Wherever the word "each" occurs in the lines below, copy the whole line.

Dataset entries
____

PR #103, opened 2019-04-28
abdullah github-username:heartwhite

heartwhite:
Javascript week1homework

### DIFF
--- a/Week1/arrays.js
+++ b/Week1/arrays.js
@@ -4,5 +4,5 @@ console.log ('my array will contain some animals');
 console.log(arraysInside);
 let myFavoriteAnimals = ['eagle ', 'dog ', 'horse '];
 console.log(myFavoriteAnimals);
-arraysInside.push('baby pig');
-console.log(arraysInside);
+myFavoriteAnimals.push('baby pig');
+console.log(myFavoriteAnimals);
--- a/Week1/arrays.js
+++ b/Week1/arrays.js
@@ -1,0 +1,8 @@
+//append arrays
+let arraysInside = [];
+console.log ('my array will contain: eagle, horse and dog');
+console.log(arraysInside);
+let myFavoriteAnimals = ['eagle ', 'dog ', 'horse '];
+console.log(myFavoriteAnimals);
+arraysInside = ['baby pig ' , myFavoriteAnimals];
+console.log(arraysInside);
--- a/Week1/arrays.js
+++ b/Week1/arrays.js
@@ -1,8 +1,8 @@
 //append arrays
 let arraysInside = [];
-console.log ('my array will contain: eagle, horse and dog');
+console.log ('my array will contain some animals');
 console.log(arraysInside);
 let myFavoriteAnimals = ['eagle ', 'dog ', 'horse '];
 console.log(myFavoriteAnimals);
-arraysInside = ['baby pig ' , myFavoriteAnimals];
+arraysInside.push('baby pig');
 console.log(arraysInside);
--- a/Week1/checkType.js
+++ b/Week1/checkType.js
@@ -1,0 +1,48 @@
+//using the 'typeof' and compairing types with if statement
+const myName = 'abdullah';
+let myAge = 33;
+let myHobbies = ['swimming', 'coding', 'taking photographs'];
+let iAmFunny = true;
+let amIFunny = 'yes';
+console.log(myName);
+console.log(myAge);
+console.log(myHobbies);
+console.log(iAmFunny);
+console.log(amIFunny);
+console.log('types of my variables are: string, number, array, boolean, string \(again\)');
+console.log(typeof myName);
+console.log(typeof myAge);
+console.log(typeof myHobbies);
+console.log(typeof iAmFunny);
+console.log(typeof amIFunny);
+
+
+if(typeof myName === typeof myAge){
+    console.log('SAME TYPE')
+} else{
+    console.log('NOT SAME TYPE')
+}
+
+if(typeof myAge === typeof myHobbies){
+    console.log('SAME TYPE')
+} else{
+    console.log('NOT SAME TYPE')
+}
+
+if(typeof myHobbies === typeof iAmFunny){
+    console.log('SAME TYPE')
+} else{
+    console.log('NOT SAME TYPE')
+}
+
+if(typeof iAmFunny === typeof amIFunny){
+    console.log('SAME TYPE')
+} else{
+    console.log('NOT SAME TYPE')
+}
+
+if(typeof amIFunny === typeof myName){
+    console.log('SAME TYPE')
+} else{
+    console.log('NOT SAME TYPE')
+}
--- a/Week1/checkType.js
+++ b/Week1/checkType.js
@@ -23,7 +23,43 @@ if(typeof myName === typeof myAge){
     console.log('NOT SAME TYPE')
 }
 
+if(typeof myName === typeof myHobbies){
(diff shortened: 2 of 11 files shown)


Week1/helloInDifLang.js
```diff
@@ -0,0 +1 @@
+console.log ('hello world  ' + '\nздравствуйте мира  ' + '\nmerhaba dunya');
```
marcianoviereck: Hey this looks good,
but I think that the assignment was to add a separate `console.log` for each language, so can you change that:)?

Week1/varXInteger.js
```diff
@@ -0,0 +1,7 @@
+//giving an integer value to variable x
+let x;
+console.log("the value of my variable x will be: my favorite number");
```
marcianoviereck: I think that you forgot to change this `my favorite number`, because that i not the value that `x` has.

Week1/varXInteger.js
```diff
@@ -0,0 +1,7 @@
...
+console.log(x);
+x = 775;
+console.log("the value of x will be my favorite number: 775");
```
marcianoviereck: You can remove `my favorite number` here, but the rest is good!

Week1/numberRounding.js
```diff
@@ -0,0 +1,10 @@
+//round and compair numbers
+let z = 7.25;
+console.log(z);
+let a = Math.round(z);
+console.log(a);
+let numbers = [a, z];
+numbers.sort(function(a, b) { return b - a; });
```
marcianoviereck: haha wow, cool solution!

That's really nice, there is an easier solution though (but not as cool): [Math.max](https://developer.mozilla.org/en-US/docs/Web/JavaScript/Reference/Global_Objects/Math/max)

Week1/arrays.js
```diff
@@ -0,0 +1,8 @@
+//append arrays
+let arraysInside = [];
+console.log ('my array will contain: eagle, horse and dog');
```
marcianoviereck: Here the array does not contain those values **yet**, but it will contain them after line 5!

Week1/arrays.js
```diff
@@ -0,0 +1,8 @@
...
+console.log(arraysInside);
+let myFavoriteAnimals = ['eagle ', 'dog ', 'horse '];
+console.log(myFavoriteAnimals);
+arraysInside = ['baby pig ' , myFavoriteAnimals];
```
marcianoviereck: Ah, this will result in an array inside an array, but it won't add 'baby pig' to the current array.

So this is not what the assignment was about, but it is very nice that you know how to do this!

Week1/checkType.js
```diff
@@ -0,0 +1,48 @@
...
+    console.log('SAME TYPE')
+} else{
+    console.log('NOT SAME TYPE')
+}
+
+if(typeof amIFunny === typeof myName){
+    console.log('SAME TYPE')
+} else{
+    console.log('NOT SAME TYPE')
+}
```
marcianoviereck: This is nice! But I think you forgot to compare some  variables (such as `myAge` to `myName`)

Week1/compairingInfinities.js
```diff
@@ -0,0 +1,13 @@
+// store diffrent types of data in one array, and compare the infinitives
+let allTypesInsideArray = ['abdullah ', 33 , true]
```
marcianoviereck: don't forget the ';' here

Week1/compairingInfinities.js
```diff
@@ -0,0 +1,13 @@
...
+
+
+console.log('2 examples for compairing infinities')
+if(6/0 === 10/0){
+    console.log(true);
+} else{
+    console.log(false);
+}
+
+console.log(6/0 == 10/0);
```
marcianoviereck: here you use `==` and in the other if statement you use `===` is this done on purpose:)?

And it's better to store the results of `6/0` and `10/0` in variables and then compare them, it makes your code a bit more readable!

marcianoviereck (changes requested):
The code looks good and you already use some more advanced things (like sorting)! Cool, I do have some comments though:)

heartwhite:
Hi Marciano. Thank you for feed back. 
I did homework directly how I understand it at first look. 
Maybe its about my low level of English . Sorry.
I am still not sure about Exercise 6. I added baby pig (I discovered it after your feedback) to array which I declared in first step of assignment. I can add to myFavoriteAnimals array in my understanding I need to add the existing array(first one)
Can you say it if its wrong now?


And rounding and compering assignment. I prefer your way for now. *(Math.max)
Because I did not understand totally sorting.

Week1/compairingInfinities.js
heartwhite: I wanted to see both option (== / ===)
I updated with two variables. 
thanks

Week1/compairingInfinities.js
heartwhite: done

Week1/checkType.js
heartwhite: I compared all. updated. thanks

Week1/arrays.js
heartwhite: I added baby pig with .push

Week1/arrays.js
heartwhite: updated

Week1/numberRounding.js
heartwhite: I prefer your way. Math.max. updated

Week1/varXInteger.js
heartwhite: done

Week1/varXInteger.js
heartwhite: done.

Week1/helloInDifLang.js
heartwhite: console.log for each languages. done

Week1/arrays.js
```diff
@@ -1,8 +1,8 @@
 //append arrays
 let arraysInside = [];
-console.log ('my array will contain: eagle, horse and dog');
+console.log ('my array will contain some animals');
 console.log(arraysInside);
 let myFavoriteAnimals = ['eagle ', 'dog ', 'horse '];
 console.log(myFavoriteAnimals);
-arraysInside = ['baby pig ' , myFavoriteAnimals];
+arraysInside.push('baby pig');
```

____

**COMPLETED TASK**
but I think that the assignment was to add a separate `console.log` for each language, so can you change that:)?
heartwhite: console.log for each languages. done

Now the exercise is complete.